# Does organic tea ever go bad?



## Saundu (Jan 19, 2017)

Hello, I recently brewed up some organic tea in a 40 gallon rain barrel. I made sure to use non chlorinated water, alfalfa tea bags, a couple horse puckeys, molasses, earth juice catalyst, earch juice grow. I have had the mixture outside for about two weeks and I have been filling my gallon jars as needed. I have an aerator along with a circulation pump running full time. Will this mixture eventually go bad? or not? Thanks in advance for any responses.


----------



## umbra (Jan 19, 2017)

Yes organic teas go bad.
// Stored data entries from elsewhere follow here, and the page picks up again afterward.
PR #4949, opened 2026-01-30
perf glob

gigagrug:
## Description

Remove regex from glob and instead use the sqlite algo.

## Motivation and context

Perf

## Description of AI Usage

I asked gemini to use sqlite algo.

### DIFF
--- a/core/vdbe/value.rs
+++ b/core/vdbe/value.rs
@@ -1242,14 +1242,14 @@ struct PatternInfo {
     no_case: bool,
 }
 
-static LIKE_INFO: PatternInfo = PatternInfo {
+const LIKE_INFO: PatternInfo = PatternInfo {
     match_all: '%',
     match_one: '_',
     match_set: None,
     no_case: true,
 };
 
-static GLOB_INFO: PatternInfo = PatternInfo {
+const GLOB_INFO: PatternInfo = PatternInfo {
     match_all: '*',
     match_one: '?',
     match_set: Some('['),
@@ -1259,6 +1259,7 @@ static GLOB_INFO: PatternInfo = PatternInfo {
 /// LIKE and GLOB pattern matching based on SQLite's patternCompare algorithm (src/func.c).
 /// Uses recursive descent with early termination via `NoWildcardMatch` to avoid
 /// exponential backtracking on patterns like `%a%a%a%...%b`.
+/// Ref: https://github.com/sqlite/sqlite/blob/master/src/func.c#L728
 fn pattern_compare(
     pattern: &str,
     text: &str,


core/vdbe/value.rs
```diff
@@ -1050,10 +1082,45 @@ impl Value {
...
+    pub fn exec_glob(pattern: &str, text: &str) -> Result<bool, LimboError> {
+        const MAX_GLOB_PATTERN_LENGTH: usize = 50000;
+        if pattern.len() > MAX_GLOB_PATTERN_LENGTH {
+            return Err(LimboError::Constraint(
+                "GLOB pattern too complex".to_string(),
+            ));
+        }
+
+        // 1. Exact match (no wildcards)
+        if !pattern.contains(['*', '?', '[']) {
```
pedrocarlo: maybe just create a constant for this array? I see that we use repeat it a couple of times

core/vdbe/value.rs
```diff
@@ -1166,10 +1233,36 @@ enum CompareResult {
...
 
-/// LIKE pattern matching based on SQLite's patternCompare algorithm (src/func.c).
+struct PatternInfo {
+    match_all: char,
+    match_one: char,
+    match_set: Option<char>,
+    no_case: bool,
+}
+
+static LIKE_INFO: PatternInfo = PatternInfo {
```
pedrocarlo: why Static? Can't it be a const?

core/vdbe/value.rs
```diff
@@ -1050,10 +1082,45 @@ impl Value {
...
                 return Ok(text[start..].eq_ignore_ascii_case(suffix));
             }
-            // Fall through to regex if boundary check fails (multi-byte UTF-8)
+            // Fall through to pattern_compare if boundary check fails (multi-byte UTF-8)
         }
 
-        Ok(pattern_compare(pattern, text, escape) == CompareResult::Match)
+        Ok(pattern_compare(pattern, text, &LIKE_INFO, escape) == CompareResult::Match)
+    }
+
```
pedrocarlo, line 1090: can you link to the sqlite source code where the glob function is defined, so we can compare the implementations?

gigagrug: My code is not 1:1 but the outputs should be the same.
glob/like function: https://github.com/sqlite/sqlite/blob/71848d362d26147a724237ebfb61514c4faa589f/src/func.c#L907
in Sqlite like and glob use the same func `likeFunc` but i use separate functions `exec_like` & `exec_glob`.

glob/like function patternCompare: https://github.com/sqlite/sqlite/blob/71848d362d26147a724237ebfb61514c4faa589f/src/func.c#L728
in Sqlite like and glob use recursion but mine doesn't. Also sqlite doesn't have the fast path.

in sqlite you can configure to be case sensitive but is deprecated so i left it out.
`static const struct compareInfo likeInfoAlt = { '%', '_',   0, 0 };`

core/vdbe/value.rs
gigagrug: this is from sqlite: https://github.com/sqlite/sqlite/blob/71848d362d26147a724237ebfb61514c4faa589f/src/func.c#L675
```c
static const struct compareInfo globInfo = { '*', '?', '[', 0 };
static const struct compareInfo likeInfoNorm = { '%', '_',   0, 1 };
```

from my understanding its the same using static in rust as long as you don't mut.

pedrocarlo: it has a slightly different meaning. Const means that the value is created at compile time, so you pay the performance at Compile time for the object creation, and the struct is inlined into the binary executable data. For statics, the value is created at runtime when the program starts so there is some pointer chasing that happens as the value is loaded to an actual memory address at runtime. 

I'm sure the performance difference is very minimal for this, but as this is a performance PR might as well think of the different things we can optimize.

core/vdbe/value.rs
pedrocarlo: sorry, I meant to ask for you to link in the source code, so we know where the implementation comes from

gigagrug:
> Awesome stuff for optimization! However, could you just check the error that the fuzzer is detecting. Its most likely related to your change

The fuzz error is not based on my changes but this pr should fix it. https://github.com/tursodatabase/turso/pull/4978

pedrocarlo (approved):

PR #4958, opened 2026-01-31
Implement multi-index scan access method

PThorpe92:
## Description
This PR implements the multi-index scan optimization, allowing queries with OR/AND conditions on different indexed columns to leverage multiple indexes simultaneously. This is a significant query optimization that can dramatically improve performance for certain query patterns.

# Example queries 
All queries are run with ANALYZE stats, ran on `testing/system/testing-bigass.db`

## Query 1.
```sql
SELECT id, quantity, total_price 
FROM order_items 
WHERE order_id = 1000 OR product_id = 5000;
```
### Plan:
```sql
QUERY PLAN
`--MULTI-INDEX OR order_items (idx_order_items_order_id, idx_order_items_product_id)`
```
### Performance
`main`: 22ms
`this branch`: 1ms

## Query 2.
**Depends on**
```sql
CREATE TABLE multi_idx_test (
    id INTEGER PRIMARY KEY,
    category INT,
    region INT,
    data TEXT
);
CREATE INDEX idx_category ON multi_idx_test(category);
CREATE INDEX idx_region ON multi_idx_test(region);
-- Insert 100K rows with independent distributions (~1% selectivity each)
INSERT INTO multi_idx_test (category, region, data)
SELECT abs(random() % 100), abs(random() % 100), 'data_' || value
FROM generate_series(1, 100000);
ANALYZE multi_idx_test;
```

Because it needs independent data where each index returns many rows but the intersection returns few, all tables by default in testing-bigass.db, the single index scan wins as it should.

```sql
CREATE TABLE multi_idx_residual (
    id INTEGER PRIMARY KEY,
    a INT,
    b INT,
    status TEXT
);
CREATE INDEX idx_a ON multi_idx_residual(a);
CREATE INDEX idx_b ON multi_idx_residual(b);

SELECT * FROM multi_idx_test WHERE category = 50 AND region = 50;
-- and
SELECT * FROM multi_idx_residual WHERE a = 50 AND b = 50 AND status = 'active';
```
```sql
QUERY PLAN
`--MULTI-INDEX AND multi_idx_test (idx_category, idx_region)`

-- and
QUERY PLAN
`--MULTI-INDEX AND multi_index_residual (idx_a, idx_b)`
```
Performance:
Roughly the same actually.. ~1ms each

### DIFF
--- a/testing/runner/tests/snapshot_tests/indexes/snapshots/indexes__or-different-columns.snap
+++ b/testing/runner/tests/snapshot_tests/indexes/snapshots/indexes__or-different-columns.snap
@@ -1,33 +1,47 @@
 ---
 source: indexes.sqltest
-expression: "SELECT id, event_type, severity\n    FROM events\n    WHERE event_type = 'ERROR' OR severity > 8;"
+expression: |-
+  SELECT id, event_type, severity
+      FROM events
+      WHERE event_type = 'ERROR' OR severity > 8;
 info:
   statement_type: SELECT
   tables:
-    - events
+  - events
   setup_blocks:
-    - schema
-  database: ":memory:"
+  - schema
+  database: ':memory:'
 ---
 QUERY PLAN
-`--SCAN events
+`--MULTI-INDEX OR events (idx_events_type, idx_events_severity)
 
 BYTECODE
-addr  opcode       p1  p2  p3  p4                p5  comment
-   0  Init          0  13   0                     0  Start at 13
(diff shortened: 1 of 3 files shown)


pedrocarlo:
I don't think Im quite knowledgeable about the optimizer to evaluate if this is working as intended. The good thing however is that all optimizations we could can be checked with metamorphic testing in the future. 

The only question I had about this optimization is how does it work with this query:

`SELECT * FROM multi_idx_residual WHERE a = 50 AND b = 50 AND status = 'active'`

Does it first seek with the multi-index and then seeks the table to get the `status` column? Because this index should not be covering right?

PR #4963, opened 2026-02-01
enable async io in rust bindings

pedrocarlo:
## Description
The `async_io` flag was not enabled in the rust bindings. This meant that we were always blocking for every IO yield.

I discovered this when putting a stress progress bars here: #4938  

The only thing I added in this PR, is the ability to convert a Completion into a future and await its completion. This allows us to await a `db.open` call and advance IO there

## Motivation and context
Be more async
Fixes: #5423

### DIFF
--- a/bindings/rust/tests/test_deadlock_join.rs
+++ b/bindings/rust/tests/test_deadlock_join.rs
@@ -1,0 +1,97 @@
+use std::sync::atomic::{AtomicBool, Ordering};
+use std::sync::Arc;
+use std::time::Duration;
+use tempfile::tempdir;
+use turso::Builder;
+
+async fn setup_mvcc_db(schema: &str) -> (turso::Database, tempfile::TempDir) {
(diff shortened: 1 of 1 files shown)


bindings/rust/src/lib.rs
```diff
@@ -204,15 +205,21 @@ impl Builder {
             turso_sdk_kit::rsapi::TursoDatabase::new(turso_sdk_kit::rsapi::TursoDatabaseConfig {
                 path: self.path,
                 experimental_features: features,
-                async_io: false,
+                async_io: true,
```
pereman2, line 243:
```suggestion
                async_io: self.async_io,
```
Maybe we should make Builder have a `with_async_io(async_io: bool)` to toggle this too

pedrocarlo: well ,I would argue rust bindings should always be `async_io=true` because we use `async` `await` no?

PR #4966, opened 2026-02-01
SQLite compat: restrict ANY affinity special-casing to STRICT tables

### LINKED ISSUE #4926: ANY affinity handled globally (non-STRICT behavior change)
## Bug
ANY affinity handling is applied globally in `core/util.rs` (`type_from_name`), which makes non-STRICT tables treat `ANY` as no-affinity (BLOB). SQLite docs state that `ANY` is special-cased only for STRICT tables; in ordinary tables it should follow normal affinity rules (i.e., NUMERIC fallback), so numeric-looking strings are coerced.

## Repro
```sql
CREATE TABLE t1(c1 ANY);
INSERT INTO t1 VALUES ('1'), ('1.5'), ('1a');
SELECT c1, typeof(c1) FROM t1 ORDER BY rowid;
```

### Expected (SQLite non-STRICT ANY)
```
1|integer
1.5|real
1a|text
```

### Actual (turso main)
```
1|text
1.5|text
1a|text
```

## Sources (SQLite)
- STRICT tables / ANY behavior: https://sqlite.org/stricttables.html
- Affinity rules (NUMERIC fallback): https://sqlite.org/draft/datatype3.html

🤖 Generated by Codex

hossamkhero:
Fixes #4926

This PR:
- Restricts `ANY` special-casing to STRICT tables only
- Restores NUMERIC affinity for `ANY` in non-STRICT tables
- Adds compatibility tests covering both STRICT and non-STRICT behavior

## Description of AI usage
  Used ChatGPT (Codex) for analysis and implementation guidance on ANY/affinity behavior.

  Key context I provided:
  - I summarized SQLite behavior from upstream sources (global.c/build.c/vdbe.c): non‑STRICT ANY uses NUMERIC affinity; STRICT ANY overrides to BLOB/no‑affinity and accepts any type. That
  info was used to align Turso’s behavior.

  What AI did:
  - Scanned codebase, identified incorrect ANY→BLOB handling in non‑STRICT affinity.
  - Proposed and implemented fixes: remove ANY special‑case in `Affinity::affinity`, add STRICT‑aware affinity helper, update affinity string usage, and adjust `op_type_check` for ANY.
  - Added two tests in `turso-test-runner/tests/affinity.sqltest`.

  Corrections / manual input:
  - I flagged remaining STRICT coercion; AI adjusted affinity string construction accordingly.
  - I fixed `@requires` placement and verified tests with the CLI backend.

  I reviewed all changes and ran targeted tests.
  
  
turso_any_affinity_non-strict
turso_any_affinity_strict

### DIFF
--- a/core/translate/emitter.rs
+++ b/core/translate/emitter.rs
@@ -2097,12 +2097,13 @@ fn emit_delete_row_common(
         if let Some(cdc_cursor_id) = t_ctx.cdc_cursor_id {
             let cdc_has_before = program.capture_data_changes_info().has_before();
             let before_record_reg = if cdc_has_before {
+                let table_reference = unsafe { &*table_reference };
                 Some(emit_cdc_full_record(
                     program,
-                    unsafe { &*table_reference }.table.columns(),
+                    table_reference.table.columns(),
                     main_table_cursor_id,
                     rowid_reg,
-                    unsafe { &*table_reference }
+                    table_reference
                         .table
                         .btree()
                         .is_some_and(|btree| btree.is_strict),


hossamkhero:
> should we also change `col.affinity_with_strict` in other places as well?

I ran:
```bash
rg -UP "affinity\(\)\s*\n?\s*\.aff_mask\(\)" core
```

and got these results:
```bash
core/translate/emitter.rs
3047:                            .affinity()
3048:                            .aff_mask()
3323:                            .affinity()
3324:                            .aff_mask()
3958:        .map(|col| col.affinity().aff_mask())

core/translate/insert.rs
2491:        .map(|c| c.affinity().aff_mask())
2763:        .map(|col| col.affinity().aff_mask())
```

The two in `insert.rs` target internal `sqlite_sequence` handling, so I left them unchanged, and the `emitter.rs` ones operate on user tables and were updated to use `affinity_with_strict`.

core/translate/emitter.rs
```diff
@@ -1921,6 +1921,10 @@ fn emit_delete_row_common(
                     unsafe { &*table_reference }.table.columns(),
                     main_table_cursor_id,
                     rowid_reg,
+                    unsafe { &*table_reference }
```
pedrocarlo: maybe we should do this unsafe operation only once, so that we can avoid problems in the future

PR #4999, opened 2026-02-03
Add new antithesis assertions

LeMikaelF:
## Description

This PR improves our antithesis assertions to help guide the fuzzer towards interesting states:
* convert every existing assertion to a `turso_assert_*` assertion
* convert the `turso_assert_*` macros to proc macros (see reason below)
  * Since Antithesis identifies assertions by their message, they don't handle dynamically built strings well. They provide a last argument, `details`, in their assertions, that's meant to be a json object with the values you want to remember. In non-antithesis builds, 
* After non-soft Antithesis assertions in Antithesis builds, log the error and `exit(0)` instead of panicking. 

### Graceful exit on assertion failures

This is because if we also panic, Antithesis sees multiple errors instead of just one, it sees (1) the failing assertion, (2) the panic, (3) the crash, (4) a non-zero exit code. This makes the test reports hard to read, and also doesn't help with tracking, because Antithesis reports errors of various kinds as crashes.

image

### Messages in assertions

The Antithesis SDK forces assertions to have a message. To avoid adding noise to the code by adding a message in every assertions, if no message is provided, the expression in the assertion is used as a message. To help disambiguate assertions in the UI, they are prepended with the file name:

image

### Potential improvements

I added assertions for `>`, `>=`, `<`, `<=` and `!=`, because they can be used to provide guidance hints to the fuzzer. But because of a quirk in the way the SDK works internally, they were overwhelming the fuzzer ([slack thread](https://turso.slack.com/archives/C080L7H7K7U/p1770351138934469)). So I had to dumb down the macros to delegate to simple true/false assertions, but I'm hoping that we can restore the guidance hints in the future. Antithesis currently has an open ticket for this.

## Further work

These assertions will be used in https://github.com/tursodatabase/turso/pull/5103

## Description of AI Usage

In general, Claude wrote the code under my direction and I reviewed it, with many many iterations.

### DIFF
--- a/core/assert.rs
+++ b/core/assert.rs
@@ -1,35 +1,3 @@
-/// turso_assert! is a direct replacement for assert! builtin macros which under the hood
-/// uses Antithesis SDK to guide Antithesis simulator if --cfg antithesis is enabled
-#[cfg(not(antithesis))]
-#[macro_export]
-macro_rules! turso_assert {
-    ($cond:expr, $msg:literal, $($optional:tt)+) => {
-        assert!($cond, $msg, $($optional)+);
-    };
-    ($cond:expr, $msg:literal) => {
-        assert!($cond, $msg);
-    };
-}
-
-#[cfg(antithesis)]
-#[macro_export]
-macro_rules! turso_assert {
-    ($cond:expr, $msg:literal, $($optional:tt)+) => {
-        {
-            let __cond = $cond;
-            antithesis_sdk::assert_always_or_unreachable!(__cond, $msg);
-            assert!(__cond, $msg, $($optional)+);
-        }
-    };
-    ($cond:expr, $msg:literal) => {
-        {
-            let __cond = $cond;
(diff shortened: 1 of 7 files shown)


Dockerfile.antithesis
```diff
@@ -90,6 +90,15 @@ COPY --from=planner /app/sdk-kit ./sdk-kit/
 COPY --from=planner /app/sdk-kit-macros ./sdk-kit-macros/
 COPY --from=planner /app/tools ./tools/
 
+# Remove cdylib and staticlib from this line: `crate-type = ["lib", "cdylib", "staticlib"]`
```
LeMikaelF: TODO remove this (is from another PR)

LeMikaelF:
I hit a snag with the Antithesis SDK that prevents this branch from working correctly, they're looking into it.

LeMikaelF:
Yeah yeah I know it's broken, I'm on it.

PR #5025, opened 2026-02-04
Fix missing STRICT keyword in BTreeTable::to_sql()

glommer:
Previously, BTreeTable::to_sql() failed to include the STRICT keyword when reconstructing SQL statements, causing a mismatch between the stored SQL in sqlite_schema and the actual table definition. This broke compatibility with SQLite, which always preserves the complete CREATE TABLE statement.

Additionally, SQLite preserves the exact capitalization of keywords as typed by users (e.g., "sTrIcT" remains "sTrIcT"), while Turso was normalizing them to uppercase.

To fix both issues, this commit refactors TableOptions from a bitflags struct to store the original text strings. This allows us to:
1. Include STRICT (and WITHOUT ROWID) in reconstructed SQL
2. Preserve the original capitalization exactly as SQLite does

Changes:
- Refactored TableOptions from bitflags to struct with original text fields
- Updated parser to capture and store original token text
- Modified Display/ToTokens to output the preserved text
- Fixed BTreeTable::to_sql() to include STRICT keyword
- Added tests to verify STRICT keyword appears in reconstructed SQL

This ensures full SQLite compatibility for SQL storage and retrieval.

## Description of AI Usage

Claude Code was used in an interactive session. I have prompted it to find out issues with our current implementation of strict. It found the fact that to_sql() was not including it, and therefore it was not in the output. Then it tried a version where the keyword STRICT was added for strict tables, and I guided it through a refactor to preserve capitalization, like SQLite.

### DIFF
--- a/core/schema.rs
+++ b/core/schema.rs
@@ -140,7 +140,7 @@ use std::collections::VecDeque;
 use std::ops::Deref;
 use tracing::trace;
 use turso_parser::ast::{
-    self, ColumnDefinition, Expr, InitDeferredPred, Literal, RefAct, SortOrder, TableOptions,
+    self, ColumnDefinition, Expr, InitDeferredPred, Literal, RefAct, SortOrder,
 };
 use turso_parser::{
     ast::{Cmd, CreateTableBody, ResultColumn, Stmt},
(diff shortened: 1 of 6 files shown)


pedrocarlo:
Could we add a .sqltest just to make sure we don't regress? Claude can do it for you pretty well. Or I can do it for you after we merge

glommer:
strict is lightly tested. I am planning to have a full test done covering all strict behaviors

PR #5032, opened 2026-02-05
Change crate types in Dockerfile to restore Antithesis instrumentation

LeMikaelF:
## Description

In https://github.com/tursodatabase/turso/commit/94baf2564 we had a regression where our Antithesis instrumentation went down from 180K code locations to 20K:

image

The regression was cause by this line in both `sdk-kit/Cargo.toml` and `sync/sdk-kit/Cargo.toml`:

```
crate-type = ["lib", "cdylib", "staticlib"]
```

It looks like for some reason, the compiler can't inject proper [SanitizerCoverage](https://clang.llvm.org/docs/SanitizerCoverage.html) guards into the compiled binary if the crate is also `cdylib` and `staticlib`. I tried to verify this in compiled binaries, but I gave up because of slow compilation times and because my solution was already working.

Without those lib types in `sdk-kit/Cargo.toml`, instrumentation goes up to 150K; and also modifying `sync/sdk-kit/Cargo.toml` makes it go up to 257K.

This has a concrete impact on the number of "behaviours" found by Antithesis. Before this fix, a 4-hour test run found 59 behaviours:

image

With this fix, a 15-minute test run finds 115 behaviours.

image

This fix in this PR is a huge kludge, but the alternative was to separate each crate in two: a core crate, and a ffi wrapper. This would have been much more invasive.

## Description of AI Usage

Claude identified the crate type as a possible source of the bug and wrote the Dockerfile patch.

### DIFF
--- a/Dockerfile.antithesis
+++ b/Dockerfile.antithesis
@@ -90,6 +90,15 @@ COPY --from=planner /app/sdk-kit ./sdk-kit/
 COPY --from=planner /app/sdk-kit-macros ./sdk-kit-macros/
 COPY --from=planner /app/tools ./tools/
 
+# Remove cdylib and staticlib from this line: `crate-type = ["lib", "cdylib", "staticlib"]`
+# This is because somehow we lose llvm sanitizer coverage if the crate is not just a lib.
+RUN for f in sdk-kit/Cargo.toml sync/sdk-kit/Cargo.toml; do \
+        grep -qF 'crate-type = ["lib", "cdylib", "staticlib"]' "$f" \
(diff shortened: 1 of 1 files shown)


LeMikaelF:
AFAICT, this is due to a limitation in the Rust compiler (https://github.com/rust-lang/rust/issues/51009) that has to do with the way LTO is handled for crates with multiple crate types. We're not the only ones to be affected by a silent drop in instrumentation due to this quirk (https://github.com/pgcentralfoundation/pgrx/issues/2239).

Here is a good link to get you started. microbeorganics.com


----------



## pcduck (Jan 19, 2017)

Yes it will die and smell really bad. The microbes eat all the food then die. I use mine anywhere from 36-48 hours. After 48 they start to die unless you keep adding food.


----------



## Saundu (Jan 20, 2017)

That's why I asked, because I smelled it and it smelled like a cider. I have been feeding it to my plants and one of two strains likes and the other ...thumbs down. I need to figure out a program soon as I will be bringing them into their brand new grow room. Any favorite watering programs and I know there are a LOT please feel free to post. Thanks


----------



## pcduck (Jan 20, 2017)

I tea mine once every 3-4 weeks.


----------